Milestone updates from Stephanie:
October 2, 2013
Happy Birthday to Me
As many of you know, today is the one-year anniversary of my stem cell transplant. Many call the transplant day your new birthday, and that is what it feels like to me. I received new stem cells to replace my old diseased cells. New blood. A new lifeline. A new birth. It was the day I turned into a boy (well, my chromosomes anyway) and changed blood types. One year ago today. The day that gave me hope that I would live many more years free from my old cancer-ridden blood.
Last year on this day, the TNT team in Santa Barbara celebrated my birthday with a party and cake. They made a video, which I watched from my hospital bed that day. This year, I will celebrate with my new friends on the TNT team in San Francisco. TNT has become my family, my support, the place I feel most comfortable as I try to adjust to ‘normal’ life again.
I have met many people in the past year who are about to go through transplant, and many who are recovering from transplant. I think of them every day and send them all my love and hope that they will soon be celebrating their one-year birthdays too.
I have also met too many people who did not survive, and people who have lost loved ones when transplants have not been successful. It breaks my heart to hear their stories and feel their grief. It isn’t fair. Why am I here and they are not? I can only be grateful that I have survived, grateful for everything, every second of every day. I continue on not just for myself, but for those that have been lost, and I raise money and awareness in hope that no one else is lost to blood cancers in the future.
September 26, 2013
Luck and Heroes
The day I learned that they found an anonymous unrelated stem cell donor that was a perfect 10 out of 10 match for me was a very emotional day—happy tears for the first time since my diagnosis. Before that day last September, there was fear and anxiety that I wouldn’t find a match, and wouldn’t have a chance to survive my disease. But then I found out that not only did I have one perfect match, I had four, which no one at the hospital had ever heard of happening before. How lucky am I?
At this time last year I prepared to go into the hospital for a week of full body radiation – lying on the floor with a huge machine above me and iron plates on my chest to protect my lungs, twice a day for two hours at a time for a week – and then intensive chemotherapy. I was hooked up to so many bags of toxic chemicals that they had to bring in a second IV machine, which quickly became known as my “Tower of Power.” All if it meant to kill off my bone marrow and blood cells and prepare my body for transplant.
Through it all, I couldn’t stop thinking about my donor. All I knew about him was that he was a 27-year old guy who was donating stem cells to save my life. Me, a stranger to him. It still leaves me in awe whenever I think about it, which is often.
That is still all I know. For one year post-transplant, I am allowed no contact with my donor. But after one year, if both parties agree, we can contact each other. I cannot wait, and only hope that he wants to meet me as badly as I want to meet him.

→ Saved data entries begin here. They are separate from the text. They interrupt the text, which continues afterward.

PR #1550, opened 2025-04-12
Add function for making regular polygons

BradWhitlock:
It was suggested in a different PR that it could be useful to have a function for generating regular polygons, taking a transformation matrix to affect how points are created. This PR adds a function for generating regular polygons and it takes an optional transformation matrix. I added tests for the function to make sure we can vary the transformation. In doing that, it became apparent that we have some scattered transformation routines for rotations, scaling, translation. Some of these were consolidated in ``axom/core/numerics/transforms.hpp``.


kennyweiss (approved):
Thanks @BradWhitlock !

rhornung67 (approved):
Looks good @BradWhitlock Thanks.

PR #1551, opened 2025-04-14
Fix error in loop upper bound in non-RAJA build.

gunney1:
Fix a loop bounds error in marching cubes for non-RAJA builds.

### DIFF
--- a/src/axom/quest/detail/MarchingCubesImpl.hpp
+++ b/src/axom/quest/detail/MarchingCubesImpl.hpp
@@ -471,7 +471,7 @@ public:
                                        RAJA::make_span(m_firstFacetIds.data() + 1, m_crossingCount),
                                        RAJA::operators::plus<axom::IndexType> {});
 #else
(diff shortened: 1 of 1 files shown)


src/axom/quest/detail/MarchingCubesImpl.hpp
```diff
@@ -471,7 +471,7 @@ class MarchingCubesImpl : public MarchingCubesSingleDomain::ImplBase
                                        RAJA::make_span(m_firstFacetIds.data() + 1, m_crossingCount),
                                        RAJA::operators::plus<axom::IndexType> {});
 #else
-      for(axom::IndexType n = 0; n < parentCellCount; ++n)
+      for(axom::IndexType n = 0; n < m_crossingCount; ++n)
```
Arlie-Capps, line 474: I see this change makes the non-RAJA loop match the RAJA scan at lines 470-471.  Thanks for the fix, Brian.

Arlie-Capps (approved):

My dear friend Jeff was recently told that he is a perfect match for a woman with an acute Leukemia who desperately needs a transplant. As I hear about Jeff’s journey from the donor’s side, it amazes me that he will save a life. It brings me back to those days when I was in the hospital waiting, wondering who my hero was, where was he, what was he doing at that moment? In this moment?
October is fast approaching. I cannot believe it is almost here. There will be so many milestones to celebrate. My “new birthday” or one-year transplant anniversary on October 2nd. The chance to talk to my donor for the very first time. Team Stephanie coming together in San Francisco for a weekend of love and celebration. And of course, the Nike marathon, which we will all do together, as one…. well, as one team with varying levels of speed—I’ll bring up the rear!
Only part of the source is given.